As for high yield and potency....I am not gonna touch that one.


----------



## my my (Jun 17, 2011)

I ran my first rdwc set up, check out the grow thread in my sig.
If i am remembering right they were *LowLife* AK47 Auto. Fem beans.
It was my first **Real** grow, and i made many mistakes.
But they turned out very smokeable. light airy buds..
But you know what? I'm still smoking it!-)
and looking at about another 2 weeks untill my current grow is ready to harvest..
First night i smoked some of it. It was the best nights sleep i have had in a couple years!
and still have 2 small mason jars of it left to hold me over!
Good luck my friend. and like Hammy mentioned Doc Auto Flower should be by today to stear you in the right direction!
Green Mo Jo your way!
My My


----------



## Hick (Jun 17, 2011)

..Dr Autoflower.. Dr. Autoflower. Please report to the nurses desk immediately"..


----------



## Dr.Autoflower (Jun 17, 2011)

lololol i just notices hick, your profile looks like your a proffesional cannabis nurse lol. all preped and ready

But i dont and havent grown hydro. So when it comes to this kinda stuff i dont pretend to know the answers, IMO DCkush, you should take some pointers from MY MY and other hydro growers, i just went over my my's journal and even tho he said he had some mistakes he had some really great results. Just try to figure out what he messed up on and learn from it


----------



## JustAnotherAntMarching (Jun 17, 2011)

Im not hydro guy but i know that if your only gonna have one res then you want to run only one strain... not multiple....


----------



## Dr.Autoflower (Jun 17, 2011)

JustAnotherAntMarching said:
			
		

> Im not hydro guy but i know that if your only gonna have one res then you want to run only one strain... not multiple....


 :yeahthat:


----------



## DCkush (Jun 18, 2011)

JustAnotherAntMarching said:
			
		

> Im not hydro guy but i know that if your only gonna have one res then you want to run only one strain... not multiple....


 

I was planning on keeping it at one but I didn't know that. Thanks.
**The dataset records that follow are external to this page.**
Issue #610, opened 2022-06-15
To reverse strings using slicing 


faze-geek:
Is str[ : : int ] supported right now ?
```
def main1():
    s1: str
    s1 = "abc"
    print(s1[::-1])

main1()

(lp) anurag-3:lpython user$ python try.py
cba
(lp) anurag-3:lpython user$ ./src/bin/lpython try.py && ./a.out 
abc    # Should be cba
```

certik:
Good point, we should give an error message for now ("not implemented"), and ultimately we should implement this.

faze-geek:
While playing with this I realised that the string slicing with step function is buggy .
```
def main():
    s: str
    s="abcdefg"
    print(s[0:7:2])

main()

(lp) anurag-3:lpython user$ python try.py
aceg
(lp) anurag-3:lpython user$ ./src/bin/lpython try.py && ./a.out
abcdefg
```

These lines need to be fixed I think , I don't get why `index_add_one` is needed here ?
https://github.com/lcompilers/lpython/blob/49a65ead06e011b34821c1add854a73894d142f7/src/lpython/semantics/python_ast_to_asr.cpp#L1793-L1796

@namannimmo10 Could you help for fixing this .Thanks !

namannimmo10:
This code produces a `StringSection` node in the ASR and that is handled by the LLVM visitor,

https://github.com/lcompilers/lpython/blob/0a7865ea64d54728858d89c095536ae9d99cdbd2/src/libasr/codegen/asr_to_llvm.cpp#L3188-L3200

`lfortran_str_copy` calls into this C function:

https://github.com/lcompilers/lpython/blob/0a7865ea64d54728858d89c095536ae9d99cdbd2/src/runtime/impure/lfortran_intrinsics.c#L638-L659 

So this should also take care of the `step` index. Would you like to try this?

PR #699, opened 2022-06-26
Added support for step in string slicing 

faze-geek:
Related to https://github.com/lcompilers/lpython/issues/610#issuecomment-1157516635

cc @namannimmo10


integration_tests/test_str_01.py
```diff
@@ -49,6 +49,12 @@ def test_constant_str_subscript():
     assert "abc"[2] == "c"
     assert "abc"[:2] == "ab"
 
+def test_str_slice_step():
+    s: str
+    s = "abcdefghijk"
+    assert s[3:12:3] == "dgj"
+    assert s[12:3:-3] == "mjg"
+
```
certik, line 57: You have to call this new function from below.

integration_tests/test_str_01.py
```diff
@@ -49,6 +49,12 @@ def test_constant_str_subscript():
     assert "abc"[2] == "c"
     assert "abc"[:2] == "ab"
 
+def test_str_slice_step():
+    s: str
+    s = "abcdefghijk"
+    assert s[3:12:3] == "dgj"
+    assert s[12:3:-3] == "mjg"
```
namannimmo10, line 56: Can you please add more tests? Like these:

```python
>>> s = "abcdefg"
>>> s[::]
'abcdefg'
>>> s[1:4:]
'bcd'
>>> s[1::-2]
'b'
>>> s[:4:5]
'a'
>>>
```

czgdp1807: In addition to the above also try passing non-constant expressions to the inputs. Say like this,

```python
start: i32
end: i32
step: i32
s = "abcdefg"
start = 1
end = 4
step = 1
assert s[start:end:step] == "bcd"
assert s[start:end - 1:step] == "bc"
```

src/libasr/codegen/asr_to_llvm.cpp
```diff
@@ -788,19 +788,20 @@ class ASRToLLVMVisitor : public ASR::BaseVisitor<ASRToLLVMVisitor>
         return builder->CreateCall(fn, {str});
     }
 
-    llvm::Value* lfortran_str_copy(llvm::Value* str, llvm::Value* idx1, llvm::Value* idx2)
+    llvm::Value* lfortran_str_copy(llvm::Value* str, llvm::Value* idx1, llvm::Value* idx2, llvm::Value* idx3 = nullptr)
```
czgdp1807, line 791: I think instead `idx3` we should use `step` as the name.

src/libasr/codegen/asr_to_llvm.cpp
```diff
@@ -1204,6 +1205,8 @@ class ASRToLLVMVisitor : public ASR::BaseVisitor<ASRToLLVMVisitor>
                     llvm::Value *idx2 = tmp;
                     this->visit_expr_wrapper(x.m_args[0].m_left, true);
                     llvm::Value *idx1 = tmp;
+                    //this->visit_expr_wrapper(x.m_args[0].m_step, true);
+                    //llvm::Value *idx3 = tmp;
```
czgdp1807, line 1209: Why this is commented out? Aren't we supposed to visit the step expression in ASR and then use it in `llvm::Value *step`?

src/runtime/impure/lfortran_intrinsics.c
```diff
@@ -636,7 +636,7 @@ LFORTRAN_API void _lfortran_strrepeat(char** s, int32_t n, char** dest)
 }
 
 // idx1 and idx2 both start from 1
-LFORTRAN_API char* _lfortran_str_copy(char* s, int32_t idx1, int32_t idx2) {
+LFORTRAN_API char* _lfortran_str_copy(char* s, int32_t idx1, int32_t idx2, int32_t idx3) {
```
czgdp1807, line 639: Same `idx3` -> `step`.

src/runtime/impure/lfortran_intrinsics.c
```diff
@@ -649,12 +649,20 @@ LFORTRAN_API char* _lfortran_str_copy(char* s, int32_t idx1, int32_t idx2) {
     if(idx2 <= 0) {
         idx2 = s_len + idx2;
     }
-    char* dest_char = (char*)malloc(idx2-idx1+2);
-    for (int i=idx1; i <= idx2; i++)
-    {
-        dest_char[i-idx1] = s[i-1];
+    char* dest_char;
+    if (idx3 > 0 && (idx1 <= idx2)) {
+        dest_char = (char*)malloc(idx2-idx1+2);
```
czgdp1807, line 654: Well in case `idx3` is present the length will not be `idx2 - idx1 + 2` I think. The factor `idx3` will come in. I think the correct length would be, `(idx2 - idx1)/idx3 + 1 + 2`. Using `idx2 - idx1 + 2` is wastage of memory by huge margins if `idx3` is not `1`.

src/runtime/impure/lfortran_intrinsics.c
```diff
@@ -649,12 +649,20 @@ LFORTRAN_API char* _lfortran_str_copy(char* s, int32_t idx1, int32_t idx2) {
...
+        for (int i=idx1; i <= idx2; i+=idx3){
+            dest_char[((i - idx1)/(idx3))] = s[i-1];
+        }
+        dest_char[idx2-idx1+1] = '\0';
+    } else if (idx3 < 0 && (idx1 > idx2)) {
```
czgdp1807, line 659: I think we might not need to implement `idx3 < 0` separately. Basically its just an arithmetic progression with start = `idx1`, end < `idx2` and `idx3` as the common difference. So, `idx1 + (number_of_terms - 1) * idx3 < idx2`. The sign doesn't matter here (so it shouldn't in the implementation as well I think).

Anyways upto you.

czgdp1807: For checking if the arithmetic progression is finite you can simply check if the number of terms coming from the above in-equality is positive. Simple do, `number_of_terms = floor((idx2 - idx1)/idx3 + 1)`. If `number_of_terms` is positive then the result will be finite sized. Otherwise it won't be finite sized. Consider, `idx2 > idx1` and `idx3 < 0` then, `idx2 - idx1 > 0` and hence `number_of_terms <= 0`, so no need to run the loop.

czgdp1807: If you are doing this for caching efficiency then also it won't matter. Because you need to fill the destination string in the right order. Given that `idx3 < 0` and `idx1 > idx2` If you traverse input string from `idx1` to `idx2` then you will move in the backwards direction (lower cache efficiency for input string) but in forward direction in the output string (higher cache efficiency for output string). If you travel from `idx2` to `idx1` in the input string then you will move in forward direction (higher cache efficiency for input string) but you will be required to fill output string in backward direction (lower cache efficiency). Theoretically, its better to achieve higher cache efficiency in output string (because its smaller and we are taking fixed step size of 1 while filling it i.e., greater spatial locality). In input string it all depends on step size if it is higher then it doesn't matter whether you move in forward or backward directions (indices are already far away so lower spatial locality already).

integration_tests/test_str_01.py
faze-geek: I have added more tests now !

src/libasr/codegen/asr_to_llvm.cpp
faze-geek: `idx3` was used just for consistency with `idx1` for left and `idx2`for right. I've updated the name now.

src/runtime/impure/lfortran_intrinsics.c
faze-geek: Thanks @czgdp1807 for the insight and suggestions. 
I was aiming to get a structure for working step function in `[start:end:step]` format . A couple of edge cases need to be handled first then I'll address all the suggestions .

faze-geek:
> @faze-geek Would you like to continue working on this?

Sorry, I have not been able to work on it after university reopening. Feel free to takeover if you can complete it .Thanks !

redbopo:
Hi @faze-geek  and @czgdp1807 , I'd like to take over it a fix later.

Smit-create:
Done in #853

PR #701, opened 2022-06-27
C: Implement separator in the C backend

certik:


certik:
This builds on top of #687.

PR #705, opened 2022-06-28
Ignore inlining of functions with return statements

czgdp1807:
https://github.com/lcompilers/lpython/issues/519 - A temporary fix to make things work.


certik (approved):
That looks good for now.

Is there anything else about these little buggers that I need to know or should be forewarned about. I was thinking about trying to implement the ScrOG method or some simpler tying down method into the plan but am still trying to get it picture perfect in my head. Picking my strains seemed like the hardest. But I think I've decided upon purple jem, mini mango and last but deff not least snow storm. Supposed to be a prettygood yielding skunk type auto with a crazy good skunk high. Pretty stoked. Figured id dish the extra to get em fem(snow storm) so i can just start them and worry about sorting the mango and jem. Maybe seed em out. 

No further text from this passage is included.